### Exercise instructions:
Among the entries below, which lines include the string "jsony"? Show each one.

### Saved entries:
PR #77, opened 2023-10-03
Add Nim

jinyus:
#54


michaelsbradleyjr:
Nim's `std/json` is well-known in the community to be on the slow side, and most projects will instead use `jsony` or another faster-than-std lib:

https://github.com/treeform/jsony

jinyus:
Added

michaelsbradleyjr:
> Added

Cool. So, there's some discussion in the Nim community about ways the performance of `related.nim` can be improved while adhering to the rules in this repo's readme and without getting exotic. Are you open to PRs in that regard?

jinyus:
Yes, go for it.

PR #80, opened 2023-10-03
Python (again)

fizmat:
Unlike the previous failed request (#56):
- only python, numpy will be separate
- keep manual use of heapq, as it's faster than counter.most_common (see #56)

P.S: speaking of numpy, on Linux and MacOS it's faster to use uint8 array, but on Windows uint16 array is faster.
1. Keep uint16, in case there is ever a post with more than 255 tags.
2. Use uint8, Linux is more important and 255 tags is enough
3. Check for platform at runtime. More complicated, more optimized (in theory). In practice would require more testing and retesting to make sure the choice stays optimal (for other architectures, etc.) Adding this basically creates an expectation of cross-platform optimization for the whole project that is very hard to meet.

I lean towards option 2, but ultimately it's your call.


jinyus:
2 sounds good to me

...

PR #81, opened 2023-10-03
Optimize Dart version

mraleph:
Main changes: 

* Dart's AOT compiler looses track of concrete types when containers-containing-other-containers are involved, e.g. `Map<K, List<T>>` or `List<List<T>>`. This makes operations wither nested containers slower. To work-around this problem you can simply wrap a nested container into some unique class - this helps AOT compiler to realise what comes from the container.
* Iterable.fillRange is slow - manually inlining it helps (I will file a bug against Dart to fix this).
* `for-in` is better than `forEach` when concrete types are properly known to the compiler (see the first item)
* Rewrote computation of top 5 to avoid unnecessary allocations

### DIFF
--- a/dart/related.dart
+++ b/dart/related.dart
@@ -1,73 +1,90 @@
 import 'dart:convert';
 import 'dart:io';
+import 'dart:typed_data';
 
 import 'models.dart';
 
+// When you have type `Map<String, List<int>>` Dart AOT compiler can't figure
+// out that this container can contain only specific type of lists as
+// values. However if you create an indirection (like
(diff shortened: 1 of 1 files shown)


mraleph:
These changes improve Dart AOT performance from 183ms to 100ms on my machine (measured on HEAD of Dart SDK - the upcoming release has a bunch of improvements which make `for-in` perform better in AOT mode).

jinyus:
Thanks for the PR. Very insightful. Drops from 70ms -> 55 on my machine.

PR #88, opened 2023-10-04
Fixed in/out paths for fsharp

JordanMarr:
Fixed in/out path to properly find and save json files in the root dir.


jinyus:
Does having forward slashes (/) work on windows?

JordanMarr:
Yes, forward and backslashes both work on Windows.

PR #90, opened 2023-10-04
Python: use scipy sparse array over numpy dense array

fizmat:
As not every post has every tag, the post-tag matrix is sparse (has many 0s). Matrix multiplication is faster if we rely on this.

==

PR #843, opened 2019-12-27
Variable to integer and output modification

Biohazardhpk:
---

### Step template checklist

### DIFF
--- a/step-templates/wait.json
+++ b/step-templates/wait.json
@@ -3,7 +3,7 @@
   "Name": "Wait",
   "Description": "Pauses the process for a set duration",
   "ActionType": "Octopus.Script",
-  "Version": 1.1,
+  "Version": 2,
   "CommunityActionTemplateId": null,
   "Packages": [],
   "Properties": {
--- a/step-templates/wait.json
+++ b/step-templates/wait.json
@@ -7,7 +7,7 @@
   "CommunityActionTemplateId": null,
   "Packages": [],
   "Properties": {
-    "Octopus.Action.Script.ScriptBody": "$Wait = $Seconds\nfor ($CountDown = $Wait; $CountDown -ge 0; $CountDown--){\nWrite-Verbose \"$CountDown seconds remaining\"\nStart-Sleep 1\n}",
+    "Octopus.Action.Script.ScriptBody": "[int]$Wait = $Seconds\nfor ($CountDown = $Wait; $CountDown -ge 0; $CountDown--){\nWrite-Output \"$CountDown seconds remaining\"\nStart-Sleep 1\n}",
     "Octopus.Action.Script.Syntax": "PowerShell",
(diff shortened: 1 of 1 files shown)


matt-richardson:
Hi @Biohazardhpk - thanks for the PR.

### The completed task:
Nim's `std/json` is well-known in the community to be on the slow side, and most projects will instead use `jsony` or another faster-than-std lib:
https://github.com/treeform/jsony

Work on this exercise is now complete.